**Work item**
The reply to the records below should contain exactly the lines from the line with "Thank you, looks good to me!" through the line with "Is this ok now?", and nothing besides.

BEGIN Given data

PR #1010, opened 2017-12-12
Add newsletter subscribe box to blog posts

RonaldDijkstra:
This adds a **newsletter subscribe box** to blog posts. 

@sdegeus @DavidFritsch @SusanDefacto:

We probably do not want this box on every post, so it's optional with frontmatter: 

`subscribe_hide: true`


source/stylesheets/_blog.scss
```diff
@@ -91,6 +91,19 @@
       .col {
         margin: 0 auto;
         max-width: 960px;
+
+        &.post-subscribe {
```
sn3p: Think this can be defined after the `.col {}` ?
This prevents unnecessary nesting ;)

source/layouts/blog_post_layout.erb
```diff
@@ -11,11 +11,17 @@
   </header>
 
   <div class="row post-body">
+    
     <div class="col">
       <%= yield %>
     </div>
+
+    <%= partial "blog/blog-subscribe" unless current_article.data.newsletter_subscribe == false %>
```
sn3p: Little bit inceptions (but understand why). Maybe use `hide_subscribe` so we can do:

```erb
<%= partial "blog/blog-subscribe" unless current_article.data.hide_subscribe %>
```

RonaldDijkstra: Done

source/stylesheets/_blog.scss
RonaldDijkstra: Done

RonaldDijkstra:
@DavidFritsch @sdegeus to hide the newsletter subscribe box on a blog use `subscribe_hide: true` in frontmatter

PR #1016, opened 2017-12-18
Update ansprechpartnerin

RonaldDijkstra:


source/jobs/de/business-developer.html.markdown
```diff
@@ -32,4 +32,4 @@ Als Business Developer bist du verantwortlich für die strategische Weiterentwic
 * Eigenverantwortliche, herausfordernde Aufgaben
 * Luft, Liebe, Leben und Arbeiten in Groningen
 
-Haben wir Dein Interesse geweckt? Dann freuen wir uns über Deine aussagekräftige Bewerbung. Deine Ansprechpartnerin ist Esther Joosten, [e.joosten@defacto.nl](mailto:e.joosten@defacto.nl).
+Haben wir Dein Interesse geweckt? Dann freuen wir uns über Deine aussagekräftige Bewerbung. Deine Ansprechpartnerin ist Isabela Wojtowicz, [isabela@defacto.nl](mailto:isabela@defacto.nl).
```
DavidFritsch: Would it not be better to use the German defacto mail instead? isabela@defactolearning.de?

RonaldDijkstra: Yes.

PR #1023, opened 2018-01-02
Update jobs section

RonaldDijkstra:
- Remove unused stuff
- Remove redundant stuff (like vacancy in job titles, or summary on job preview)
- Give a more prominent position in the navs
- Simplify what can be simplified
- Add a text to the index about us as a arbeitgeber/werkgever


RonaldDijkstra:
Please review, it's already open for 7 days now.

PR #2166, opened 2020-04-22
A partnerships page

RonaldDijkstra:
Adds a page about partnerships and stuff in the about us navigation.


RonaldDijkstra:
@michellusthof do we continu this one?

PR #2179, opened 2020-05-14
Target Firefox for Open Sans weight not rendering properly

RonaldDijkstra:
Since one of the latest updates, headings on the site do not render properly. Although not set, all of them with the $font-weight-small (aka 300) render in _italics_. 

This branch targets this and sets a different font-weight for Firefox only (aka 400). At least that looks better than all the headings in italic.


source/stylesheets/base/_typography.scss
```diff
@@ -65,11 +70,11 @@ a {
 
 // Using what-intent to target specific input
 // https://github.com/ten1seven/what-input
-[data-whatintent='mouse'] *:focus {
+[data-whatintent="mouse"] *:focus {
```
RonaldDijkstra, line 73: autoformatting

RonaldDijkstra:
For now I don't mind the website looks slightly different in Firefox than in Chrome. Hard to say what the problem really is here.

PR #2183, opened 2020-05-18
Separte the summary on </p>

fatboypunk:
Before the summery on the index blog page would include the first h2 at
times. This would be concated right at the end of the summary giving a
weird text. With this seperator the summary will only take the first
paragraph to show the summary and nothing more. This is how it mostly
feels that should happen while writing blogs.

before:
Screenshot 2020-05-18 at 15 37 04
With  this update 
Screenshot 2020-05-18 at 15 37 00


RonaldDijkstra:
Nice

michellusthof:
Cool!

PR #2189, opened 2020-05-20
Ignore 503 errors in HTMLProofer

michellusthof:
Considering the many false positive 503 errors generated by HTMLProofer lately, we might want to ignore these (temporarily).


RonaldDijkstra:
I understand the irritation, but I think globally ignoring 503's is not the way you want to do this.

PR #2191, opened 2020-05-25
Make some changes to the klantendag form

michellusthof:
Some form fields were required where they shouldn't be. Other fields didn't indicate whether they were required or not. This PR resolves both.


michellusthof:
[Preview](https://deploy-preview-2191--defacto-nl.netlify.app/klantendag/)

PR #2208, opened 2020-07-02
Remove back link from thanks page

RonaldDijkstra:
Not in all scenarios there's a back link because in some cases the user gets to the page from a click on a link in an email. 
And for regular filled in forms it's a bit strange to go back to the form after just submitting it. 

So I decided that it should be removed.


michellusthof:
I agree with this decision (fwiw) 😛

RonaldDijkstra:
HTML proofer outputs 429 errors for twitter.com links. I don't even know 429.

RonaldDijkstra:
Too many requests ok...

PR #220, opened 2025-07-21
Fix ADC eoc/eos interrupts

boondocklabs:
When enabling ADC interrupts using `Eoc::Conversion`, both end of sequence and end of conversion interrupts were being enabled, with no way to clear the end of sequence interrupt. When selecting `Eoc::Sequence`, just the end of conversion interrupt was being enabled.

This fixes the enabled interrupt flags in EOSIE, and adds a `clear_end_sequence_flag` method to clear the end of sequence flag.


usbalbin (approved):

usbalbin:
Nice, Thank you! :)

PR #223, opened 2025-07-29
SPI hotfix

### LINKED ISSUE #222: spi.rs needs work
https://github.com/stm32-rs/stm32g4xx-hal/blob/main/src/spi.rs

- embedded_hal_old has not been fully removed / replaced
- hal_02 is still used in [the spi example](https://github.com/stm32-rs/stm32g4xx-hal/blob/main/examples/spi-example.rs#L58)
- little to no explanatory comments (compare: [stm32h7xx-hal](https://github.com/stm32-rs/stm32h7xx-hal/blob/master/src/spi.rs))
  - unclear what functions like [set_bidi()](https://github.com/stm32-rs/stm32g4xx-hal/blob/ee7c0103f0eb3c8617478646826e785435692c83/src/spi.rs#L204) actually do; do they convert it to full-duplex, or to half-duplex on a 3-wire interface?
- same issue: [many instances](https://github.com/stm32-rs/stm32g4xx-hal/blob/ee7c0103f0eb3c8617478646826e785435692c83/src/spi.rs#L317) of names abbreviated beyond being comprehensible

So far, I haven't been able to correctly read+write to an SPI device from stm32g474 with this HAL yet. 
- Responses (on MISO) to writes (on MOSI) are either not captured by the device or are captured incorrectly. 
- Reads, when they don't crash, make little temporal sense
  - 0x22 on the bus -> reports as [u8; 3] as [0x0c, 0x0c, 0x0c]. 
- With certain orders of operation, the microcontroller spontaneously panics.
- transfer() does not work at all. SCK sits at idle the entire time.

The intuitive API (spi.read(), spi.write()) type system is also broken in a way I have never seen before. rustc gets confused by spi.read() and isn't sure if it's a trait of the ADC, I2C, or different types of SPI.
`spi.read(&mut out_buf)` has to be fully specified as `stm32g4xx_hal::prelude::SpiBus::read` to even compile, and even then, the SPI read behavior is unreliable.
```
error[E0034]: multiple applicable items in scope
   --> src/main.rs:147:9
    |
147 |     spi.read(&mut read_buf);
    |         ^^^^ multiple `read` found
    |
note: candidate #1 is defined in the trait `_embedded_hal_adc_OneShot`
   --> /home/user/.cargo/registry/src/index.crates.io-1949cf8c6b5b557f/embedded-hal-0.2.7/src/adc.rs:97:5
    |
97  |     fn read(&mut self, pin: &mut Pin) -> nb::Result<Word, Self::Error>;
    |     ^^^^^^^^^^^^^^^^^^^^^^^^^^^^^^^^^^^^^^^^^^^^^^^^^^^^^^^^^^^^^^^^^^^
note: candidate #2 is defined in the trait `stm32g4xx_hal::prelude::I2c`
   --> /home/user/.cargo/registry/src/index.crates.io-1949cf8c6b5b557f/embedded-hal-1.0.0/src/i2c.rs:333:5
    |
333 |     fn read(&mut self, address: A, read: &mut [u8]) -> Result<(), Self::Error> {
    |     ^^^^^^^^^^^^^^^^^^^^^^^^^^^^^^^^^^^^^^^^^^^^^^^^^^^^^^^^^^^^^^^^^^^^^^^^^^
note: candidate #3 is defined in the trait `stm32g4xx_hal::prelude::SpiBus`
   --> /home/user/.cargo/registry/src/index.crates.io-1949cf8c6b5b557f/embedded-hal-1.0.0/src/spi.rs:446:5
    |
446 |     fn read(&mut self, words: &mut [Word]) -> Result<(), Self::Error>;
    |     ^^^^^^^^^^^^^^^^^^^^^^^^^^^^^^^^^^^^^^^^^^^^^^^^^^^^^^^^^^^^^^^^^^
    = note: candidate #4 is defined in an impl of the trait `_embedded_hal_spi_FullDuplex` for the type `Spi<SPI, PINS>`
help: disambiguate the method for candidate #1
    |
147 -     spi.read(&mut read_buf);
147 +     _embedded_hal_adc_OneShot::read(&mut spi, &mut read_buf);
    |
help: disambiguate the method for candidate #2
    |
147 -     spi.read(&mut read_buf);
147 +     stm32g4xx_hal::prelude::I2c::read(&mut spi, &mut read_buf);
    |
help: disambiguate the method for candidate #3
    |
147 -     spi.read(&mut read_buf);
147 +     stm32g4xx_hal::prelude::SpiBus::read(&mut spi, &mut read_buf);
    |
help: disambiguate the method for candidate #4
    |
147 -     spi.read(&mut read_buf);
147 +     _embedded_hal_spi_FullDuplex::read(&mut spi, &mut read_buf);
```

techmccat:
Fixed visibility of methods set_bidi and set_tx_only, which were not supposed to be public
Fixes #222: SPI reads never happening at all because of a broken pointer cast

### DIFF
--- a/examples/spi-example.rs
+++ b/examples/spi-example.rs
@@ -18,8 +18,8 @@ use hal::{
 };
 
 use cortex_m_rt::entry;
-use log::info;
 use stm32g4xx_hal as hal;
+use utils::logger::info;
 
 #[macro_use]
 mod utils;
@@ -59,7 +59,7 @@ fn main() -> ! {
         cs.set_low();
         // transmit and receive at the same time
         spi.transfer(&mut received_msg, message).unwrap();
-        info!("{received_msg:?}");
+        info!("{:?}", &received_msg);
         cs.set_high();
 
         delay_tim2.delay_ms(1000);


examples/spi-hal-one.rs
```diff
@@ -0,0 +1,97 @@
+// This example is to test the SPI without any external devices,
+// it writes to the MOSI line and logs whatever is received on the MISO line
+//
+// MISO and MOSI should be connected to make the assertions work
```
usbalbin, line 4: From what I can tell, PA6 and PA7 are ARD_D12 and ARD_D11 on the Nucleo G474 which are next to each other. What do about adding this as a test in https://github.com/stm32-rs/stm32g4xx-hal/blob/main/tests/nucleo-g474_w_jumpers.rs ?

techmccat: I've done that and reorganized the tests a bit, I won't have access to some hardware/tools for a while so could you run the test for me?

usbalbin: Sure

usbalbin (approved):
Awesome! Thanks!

END Given data
BEGIN Given data

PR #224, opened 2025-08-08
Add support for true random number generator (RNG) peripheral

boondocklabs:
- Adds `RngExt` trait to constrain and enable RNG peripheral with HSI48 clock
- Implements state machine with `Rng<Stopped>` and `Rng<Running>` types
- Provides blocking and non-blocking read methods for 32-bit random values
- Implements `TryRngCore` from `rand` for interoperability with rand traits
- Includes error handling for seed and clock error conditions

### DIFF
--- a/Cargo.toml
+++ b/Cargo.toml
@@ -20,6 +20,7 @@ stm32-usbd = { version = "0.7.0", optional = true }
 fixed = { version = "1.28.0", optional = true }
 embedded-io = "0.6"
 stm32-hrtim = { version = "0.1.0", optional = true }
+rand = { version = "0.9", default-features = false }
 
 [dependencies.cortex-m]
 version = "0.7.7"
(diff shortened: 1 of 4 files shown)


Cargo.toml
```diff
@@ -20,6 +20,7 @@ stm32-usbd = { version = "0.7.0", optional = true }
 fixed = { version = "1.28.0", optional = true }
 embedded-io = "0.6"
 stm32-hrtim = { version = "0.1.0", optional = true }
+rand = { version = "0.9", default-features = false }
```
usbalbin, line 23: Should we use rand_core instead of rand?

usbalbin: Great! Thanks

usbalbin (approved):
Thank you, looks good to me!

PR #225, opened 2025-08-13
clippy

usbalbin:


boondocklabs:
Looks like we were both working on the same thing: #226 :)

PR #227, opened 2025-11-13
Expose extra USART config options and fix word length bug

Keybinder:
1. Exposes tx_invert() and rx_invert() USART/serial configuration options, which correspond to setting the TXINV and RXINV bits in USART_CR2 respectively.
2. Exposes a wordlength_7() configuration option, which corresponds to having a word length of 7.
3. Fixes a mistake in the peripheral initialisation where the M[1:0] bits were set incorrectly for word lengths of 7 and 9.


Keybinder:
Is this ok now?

END Given data
BEGIN Given data

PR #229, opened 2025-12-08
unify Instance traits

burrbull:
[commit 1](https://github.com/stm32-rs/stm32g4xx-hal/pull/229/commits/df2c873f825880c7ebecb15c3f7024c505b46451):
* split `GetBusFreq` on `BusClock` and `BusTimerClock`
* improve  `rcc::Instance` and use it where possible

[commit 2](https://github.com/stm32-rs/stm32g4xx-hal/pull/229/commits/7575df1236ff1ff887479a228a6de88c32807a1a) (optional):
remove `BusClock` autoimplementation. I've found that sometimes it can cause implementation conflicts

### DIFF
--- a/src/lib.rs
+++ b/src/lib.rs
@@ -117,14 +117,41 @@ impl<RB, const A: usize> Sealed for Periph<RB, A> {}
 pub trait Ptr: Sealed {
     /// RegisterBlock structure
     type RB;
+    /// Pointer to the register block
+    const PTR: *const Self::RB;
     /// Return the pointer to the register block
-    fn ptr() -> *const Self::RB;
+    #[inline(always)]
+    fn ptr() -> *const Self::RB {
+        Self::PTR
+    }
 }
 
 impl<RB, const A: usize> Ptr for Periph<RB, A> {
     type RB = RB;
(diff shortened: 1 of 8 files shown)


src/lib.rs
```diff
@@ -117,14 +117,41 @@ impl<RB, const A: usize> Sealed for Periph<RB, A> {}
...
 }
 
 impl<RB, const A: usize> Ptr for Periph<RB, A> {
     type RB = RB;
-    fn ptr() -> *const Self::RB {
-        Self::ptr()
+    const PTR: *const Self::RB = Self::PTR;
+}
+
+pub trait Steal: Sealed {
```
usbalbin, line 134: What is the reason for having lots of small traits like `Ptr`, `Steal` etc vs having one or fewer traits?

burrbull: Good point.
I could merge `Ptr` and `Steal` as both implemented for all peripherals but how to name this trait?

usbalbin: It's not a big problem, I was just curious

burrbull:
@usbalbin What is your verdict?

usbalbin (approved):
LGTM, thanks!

END Given data

**Task solution**
Thank you, looks good to me!

PR #225, opened 2025-08-13
clippy

usbalbin:


boondocklabs:
Looks like we were both working on the same thing: #226 :)

PR #227, opened 2025-11-13
Expose extra USART config options and fix word length bug

Keybinder:
1. Exposes tx_invert() and rx_invert() USART/serial configuration options, which correspond to setting the TXINV and RXINV bits in USART_CR2 respectively.
2. Exposes a wordlength_7() configuration option, which corresponds to having a word length of 7.
3. Fixes a mistake in the peripheral initialisation where the M[1:0] bits were set incorrectly for word lengths of 7 and 9.


Keybinder:
Is this ok now?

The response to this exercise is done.